Structural Mechanisms Governing Polyolefin Microplastic Formation in Marine Environments

This study investigates the higher-order structure and physical properties of polyolefin-based microplastics (MPs) collected from the ocean and elucidates their formation mechanisms. A combination of polarized optical microscopy (POM), scanning and transmission electron microscopy (SEM and TEM), small-angle X-ray scattering (SAXS), infrared (IR) spectroscopy, Raman spectroscopy, and nanoindentation was employed to characterize surface and internal structures, mechanical properties, crystalline organization, and molecular orientation of MPs. The results demonstrate that MPs are generated through brittle fracture initiated at cracks formed by photo-oxidative degradation and are subsequently released into the environment while largely retaining their original crystalline structure and molecular orientation.
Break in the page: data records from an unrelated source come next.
PR #356, opened 2016-04-05
Esthetics1

prioux:
Some tiny esthetic changes.

- Support link now called "Help Site" instead of "user manual"
- No longer notifies users when background task actions have been sent
  because there was already a flash message about that.
- Cleanup of CSS


BrainPortal/public/stylesheets/cbrain.css
```diff
@@ -2152,7 +2147,7 @@ img {
 
 .button.grayed-out {
   opacity: 0.6;
-  filter: alpha(opacity=60);
+  filter: alpha(opacity=60);  /* darn IE */
```
remibernard: :+1:

PR #358, opened 2016-04-13
Form for "New User" is now in a separate page.

prioux:
When creating a new user, instead of having an annoying overlay, the layout is in a proper separate page, as the Rails Gods have always intended.

This is in preparation to have new fields and options when creating a new user (named templates for sets of groups).

Also, I improved the shared partial for groups checkpboxes, and fixed a bug where all the checkboxes had the same HTML ID (!)


prioux:
Andrew, we can't merge this pull request because it would undo some changes that were already commited to the `dev` branch; your created your own branch in your local repo based on an obsolete version of `dev` it seems, and it's missing some pull requests (e.g. #393).

In your lcoal repo you can try to:

* checkout dev
* pull from aces/cbrain's dev to make sure you're up to date
* either re-do all the work done here (including my comments) or try to REBASE your branch to the head of `dev` (that might work).

Also, some more general comments about this PR: some _form_fields.html.erb were left over and also the following models coudl also benefit from this work:

* feedbacks
* groups
* messages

Furthermore, laboratory weathering tests of polypropylene that combine simulated sunlight exposure with external mechanical stimuli successfully reproduce this fragmentation behavior, indicating that such protocols can serve as an effective screening method to evaluate the susceptibility of polyolefin materials to MP formation. This study provides a comprehensive structural framework that correlates chemical degradation with mechanical embrittlement, supporting existing hypotheses on the fragmentation of semicrystalline polymers in marine environments.